- Cut the 3 sheets of fried bean curd in half and very carefully open the two sides of the sheet from the site of the cut, to make it look like an envelope without separating at the sides. Be very careful not to make any holes and separate only slightly.
- Put the sheets in a pot and bring to boil for 5 mins to extract excess oils.
- Strain the pot and then add 1 cup of water, as well as the sake, soy sauce and the sugar. Simmer for 20 mins. Let the contents of the pot cool.
- Wash the white rice and add the white and black rice to a rice cooker. Add one and a half cups of water to the rice and set to cook.
- Once the rice is cooked, while still hot, add the sushi vinegar and mix well and let it cool.
- Using the carrot, cut a few small flowers using a small knife.
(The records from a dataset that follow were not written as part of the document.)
PR #13655, opened 2022-07-01
docs: add Envoy upgrade step to std upgrade docs

jkirschner-hashicorp:
Upgrading Envoy instance versions was not previously included in the upgrade docs.

Someone from engineering should review this in addition to a member of the docs team.

### DIFF
--- a/website/content/docs/upgrading/index.mdx
+++ b/website/content/docs/upgrading/index.mdx
@@ -34,14 +34,22 @@ Consul is A, and version B is released.
    there are no compatibility issues that will affect your workload. If there
    are plan accordingly before continuing.
 
-2. On each server, install version B of Consul.
+2. On each Consul server agent, install version B of Consul.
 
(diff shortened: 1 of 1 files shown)


im2nguyen (approved):
this looks good to me -- i like including a link to the compatible envoy version

kyhavlov (approved):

Do the same for the lotus root. Cut the cucumber to your liking and slice the radish thinly to garnish. Separate the edamame beans from the shell.
- Squeeze the excess stock from the fried bean curd sheet once it has cooled down and gently open each of the half sheets that were separated prior to boiling. Open them further to create a bag or pocket shape. Spoon the rice into each of the bags that you have created.
- Add the carrot, lotus root, scrambled egg, cucumber, edamame, and radish neatly across each of the parcels as you please. Additionally, use a teaspoon to add the desired amount of cod roe to the parcels.